Creating a corpus

In order to create a new corpus, select “New corpus” from the main menu.

image4


Now, enter the name and description of your corpus (6) and choose the language of the corpus (7).

image5 image19


In order to select the processing pipeline, click on the settings icon next to (7). If both pipelines are available for your corpus, the default setting is Spacy. You can add metadata of every text in your corpus (8). You can also modify them once the corpus is created. To save your corpus, click on the “Create” button (9).

image6


Next, you will be redirected to the control panel for your corpus. Once its status switches to “Ready” (10), you can start adding texts by pressing the “+” button (11).

image7


When you click on the “+” button, you will be redirected to the page which will allow you to add your texts. The list of supported formats is available here. There are two ways of adding new texts to a corpus.

image8


One approach is to upload files from your local drive. In order to do that, you need to press the “+ Add files” button (16) and choose one or more files from the pop-up window. The other approach consists in providing links to the texts that are supposed to make up your corpus in the appropriate window (17), and clicking on the “Download” button (18). Korpusomat will download and process them automatically.
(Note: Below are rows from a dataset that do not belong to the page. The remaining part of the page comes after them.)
Issue #8139, opened 2020-08-25
Add a "contact the podmin" method


denschub:
Currently, there is no way for non-logged in people to contact a podmin on a unified channel. Some pods expose an email address in their Terms of Service, but not all do. NodeInfo exposes the username of the admin account, but that's not great, as you need to have a diaspora\* account to send messages to that.

We could build a simple "contact form" on a well-known URI that allows people to send an email to `podmin_email` if it's set. This would resolve some issues we have when people try to get in touch with their podmins for account-related questions, and it would also make reporting contents easier between podmins.

Spam protection might be a hard issue, though, as we can't rely on "more robust" solutions like ReCaptcha, so this will likely need some careful consideration.

SuperTux88:
> Spam protection might be a hard issue, though, as we can't rely on "more robust" solutions like ReCaptcha, so this will likely need some careful consideration.

Personally I'd rather have the mail-address listed public somewhere instead of a contact form, because I think it's easier to spam-filter plain mails instead of contact-form-mails sent by diaspora containing spam ... and I think we can all agree that a captcha wouldn't help much for spam. I have also all well-known common addresses (abuse@, webmaster@, postmaster@ and @hostmaster@) configured on my domains, and I don't receive much spam on them, but if we want to we could also hide the mail-address behind a captcha?

denschub:
Just listing the email address would also be significantly easier. Probably works as well, as long as it is placed on a known URL, maybe linked in the footer, and can't be accidentally removed. :)

PR #8242, opened 2021-05-09
8139 add a podmin mail to footer

tclaus:
As requested in #8139 it adds a podmin mail address to footer if set in configuration. 
Footer screenshot

### DIFF
--- a/config/locales/diaspora/en.yml
+++ b/config/locales/diaspora/en.yml
@@ -32,6 +32,7 @@ en:
   no_results: "No results found"
   _contacts: "Contacts"
   _terms: "Terms"
+  _podmin_mail: "Podmin Mail"
   _statistics: "Statistics"
 
   # For reference translation; the real ActiveRecord English transations are actually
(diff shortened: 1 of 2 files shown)


tclaus:
A quick-win?

config/locales/diaspora/en.yml
```diff
@@ -32,6 +32,7 @@ en:
   no_results: "No results found"
   _contacts: "Contacts"
   _terms: "Terms"
+  _podmin_mail: "Podmin Mail"
```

Po załadowaniu treści można wprowadzić lub zmodyfikować metadane (19). Korpusomat automatycznie spróbuje wydobyć metadane z dodanego pliku, jednak nie zawsze jest to możliwe. W wypadku tekstów w formatach EPUB i MOBI oraz stron internetowych Korpusomat spróbuje wydobyć metadane z nagłówków dokumentów. W wypadku plików tekstowych automatyczne rozpoznawanie metadanych wymaga tego, by nazwy plików zapisane były w następującym formacie: „autor - tytuł (miejsce, rok)”. Przykładowo, aby Korpusomat automatycznie rozpoznał metadane „Pana Tadeusza” z nazwy pliku, dodany plik powinien nazywać się „Adam Mickiewicz - Pan Tadeusz (Paryż, 1834).txt”.

To add more texts, press the “+ Add files” button again (16) or copy and paste another link in the search bar (17).

image9

Press the “Add” button to finish adding texts to your corpus (20).


You will then be redirected back to the corpus control panel, while Korpusomat processes the added texts. You will be able to verify the status of each text, such as “In processing” (22). To process a book consisting of 80-100 thousand words, Korpusomat will need approximately 4-5 minutes, although the exact processing time depends on the server load and the selected layers of annotation. Currently, the maximum processing time of one file is 10 minutes - longer tasks will fail. While your texts are being processed, you can add new files using the “+” button (11).

image10


Once your texts are processed, their status will change to “Processed correctly”. The status of the corpus will also then switch to “Ready” (23).

image11


Now you can start working with your corpus. The potential next steps are:

  1. Editing the corpus (12)

  2. Sharing the corpus with other users (13)

  3. Downloading the processed XML files (14)

  4. Querying the corpus (15)

You can edit the name and description of your corpus, add and edit metadata (25) by pressing the pencil icon (12).

image12


You can share your corpus with other users by pressing the “Share corpus” button (13). You just need to enter their email address(es) (26), choose the access type (27), and press “Add” (28). You can also remove their access to your corpus using the “Delete” button (29). In order to share the corpus with all Korpusomat users, swipe the “Public corpus” button to the right (30).

image13


You can download the processed XML files of all the texts in the corpus by clicking on the “Download corpus files” button (14). The format of the files will be in line with the following specification CCL.

You can continue to edit your corpus. Adding or removing texts will require the corpus to be processed again.

Clicking on the question mark icon (15) will redirect you to the search screen. The following sections of this guide explain how to create corpus queries.